This is a lesson that Minnesota’s Somali community knows well. In recent months, they have been the target of a racist and relentless tirade of abuse from the highest offices of the United States. The Trump administration’s inflammatory rhetoric against Somali immigrants has been coupled with the rescinding of Temporary Protected Status for Somali nationals, funding freezes to social services that many in the community rely on, and what acting Immigration and Customs Enforcement (ICE) Director Todd Lyons has claimed is the largest immigration enforcement operation ever.
Rather than retreat and wait for the administration to find a new scapegoat, the community’s response has been to create an ecosystem of care that does more than proclaim to “love your neighbor” — members of the Somali community, alongside allies across community lines, are building the means necessary to protect and defend each other.
Surviving in hostile climates, whether environmental or political, is impossible in isolation.

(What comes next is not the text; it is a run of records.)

PR #4513, opened 2024-05-29
github: stop using rendering for freestyle text area

daipom:
None.

Stop using rendering for freestyle text area.
Not happy about free style text area being enclosed in a code block automatically.

I think this is not intended, right?
If there is a reason, please let me know.

Q&A:
Screenshot from 2024-05-29 11-44-38

**Docs Changes**:
Not needed.

**Release Note**: 
Not needed.

### DIFF
--- a/.github/DISCUSSION_TEMPLATE/q-a-japanese.yml
+++ b/.github/DISCUSSION_TEMPLATE/q-a-japanese.yml
@@ -12,7 +12,6 @@ body:
       description: |
         何について困っているのかを書いてください。試したことや実際の結果を示してください。
         期待する挙動と実際の結果の違いがあればそれも書くのをおすすめします。
-      render: markdown
     validations:
       required: true
   - type: textarea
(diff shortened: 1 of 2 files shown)


daipom:
@kenhys Could you check this when you have time (this is not urgent)?

ashie (approved):

kenhys (approved):
As there is no preview feature when posting discussion topic, so it may be difficult  to
expect that discussion form will be rendered with markdown or not.

It was intentional to apply `render: markdown` itself, but if it is harmful in practical use case, it should be removed.

daipom:
Thanks for your review!

daipom:
> As there is no preview feature when posting discussion topic, so it may be difficult to expect that discussion form will be rendered with markdown or not.
> 
> It was intentional to apply `render: markdown` itself, but if it is harmful in practical use case, it should be removed.

I see! Thanks!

Cedar-Riverside, also known as the West Bank and occasionally referred to as Little Mogadishu, is a Minneapolis neighborhood that is home to the highest concentration of Somali people in the state. Burhan Israfael, a community organizer and Cedar resident, says the fear in the current moment is palpable.
“It’s tough,” he told Truthout. “There’s no such thing as a normal life anymore, especially for people who are directly affected.”
Israfael says his once-bustling neighborhood is now a ghost town. “Uncles used to go to cafes to unwind, and that doesn’t happen anymore,” he told Truthout. “They’re taking their coffee to-go and staying home.”
This is not just anecdotal; businesses in the surrounding Somali enclaves, centers of both commerce and connection, are experiencing significant decreases in revenue.
Many in the community initially responded to Donald Trump’s insults with jokes, dismissing them as another example of the theatrical cruelty that has defined his presidency. But it quickly became clear that the federal government was set on attacking the community in earnest this time. As thousands of armed federal agents — including masked agents from both ICE and Customs and Border Protection (CBP) — descended on the Twin Cities after the launch of “Operation Metro Surge” in early December, Israfael realized, “Trump’s not just trolling. He’s serious about making a move on us.”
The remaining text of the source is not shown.